Open krizhanovsky opened 8 years ago
Please add to the Wiki folliowing minutes from our discussion. We can not replace the limit by the combination of connection and request rate limiting because such limiting doesn't differentiate sessions with valid sticky cookie and sessions established w/o sticky cookie enforcement.
Also we came up with introducing hard and soft limits:
Need drop the session, send a redirect request and require a new cookie for clients working through a proxy instead of closing the connection
Comment https://github.com/tempesta-tech/tempesta/issues/598#issuecomment-463230068 is essentially about https://github.com/tempesta-tech/tempesta/issues/1045 .

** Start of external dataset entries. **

PR #555, opened 2026-06-22
Install AppArmor only on Toradex Devices (master)

jsrc27:
Similar to: https://github.com/torizon/meta-toradex-torizon/pull/553

But for the `master` branch. No need for dynamic layers here so we have no bbappend on `master` for AppArmor.

### DIFF
--- a/conf/layer.conf
+++ b/conf/layer.conf
@@ -25,12 +25,12 @@ BBFILES_DYNAMIC += "\
     meta-synaptics:${LAYERDIR}/dynamic-layers/meta-synaptics/*/*/*.bbappend \
     meta-ti-bsp:${LAYERDIR}/dynamic-layers/meta-ti-bsp/*/*/*.bb \
     meta-ti-bsp:${LAYERDIR}/dynamic-layers/meta-ti-bsp/*/*/*.bbappend \
-    toradex-bsp-common-layer:${LAYERDIR}/dynamic-layers/meta-toradex-bsp-common/*/*/*.bb \
-    toradex-bsp-common-layer:${LAYERDIR}/dynamic-layers/meta-toradex-bsp-common/*/*/*.bbappend \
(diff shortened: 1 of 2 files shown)


MatheusRodrigues-tor (approved):

Freireg (approved):

rborn-tx (approved):

EdTheBearded:
Hi @jsrc27, why you say we don't need dynamic layers here?
My understanding is that we don't see an issue now because we don't build master for Common Torizon devices, but once we go to our next major version we'll see that same error again, no? Making the dynamic layers fix necessary.
Or am I missing something?

jsrc27:
@EdTheBearded 

Wasn't the issue on the Scarthgap branch that we were bbappending onto `apparmor` when the base recipe wasn't present in Common Torizon?

In Master we don't have a bbappend for `apparmor`. Furthermore, with this we're now only installing `apparmor` in cases where the `tdx` override applies. Which would completely exclude Common Torizon images right? So `apparmor` shouldn't even be in the build for Common Torizon builds.

Or is there another reason we would need dynamic layers here?

EdTheBearded:
> @EdTheBearded
> 
> Wasn't the issue on the Scarthgap branch that we were bbappending onto `apparmor` when the base recipe wasn't present in Common Torizon?
> 
> In Master we don't have a bbappend for `apparmor`. Furthermore, with this we're now only installing `apparmor` in cases where the `tdx` override applies. Which would completely exclude Common Torizon images right? So `apparmor` shouldn't even be in the build for Common Torizon builds.
> 
> Or is there another reason we would need dynamic layers here?

Oh I overlooked the .bbappend! That's right, you're already installing this with `tdx` override, and if we don't have the bbappend we're good!

Thanks!!

EdTheBearded (approved):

Please also note discussion https://github.com/tempesta-tech/tempesta/pull/1178/files#r255150323 : probably there is a dependency between session lifetime, sessions rate limit, and/or frang limits.
A good user experience in JS challenge requires soft and hard limits in #1102 , so mark the issue as crucial.
We account not only HTTP sessions but also endpoint client hidden behind anonymous HTTP proxy. It makes sense to limit number of concurrent clients behind a proxy. Just to avoid unlimited population of the client
database. Bit in the same time, each client behind proxy should receive it's own HTTP session and we don't need to introduce special limit for concurrent clients behind proxy.
Still it can be suspicious when multiple different clients behind proxy share the same sessions, no matter whether they're behind the same proxy or not.
Depends on #235 , linked with #1045
To fight against cookie aware DDoS bots more efficiently Frang must implement new HTTP sessions rate limits: concurrent sessions from the peer, new sessions per time unit for the peer with burst control and maximum number/rate limit of wrong sticky cookie values (see comment in
tfw_http_sticky_req_process()
).Please update Wiki documentation https://github.com/tempesta-tech/tempesta/wiki/DDoS-mitigation and https://github.com/tempesta-tech/tempesta/wiki/Frang . Also don't forget to create a test issue.
A functional test for this issue and #1045 is required.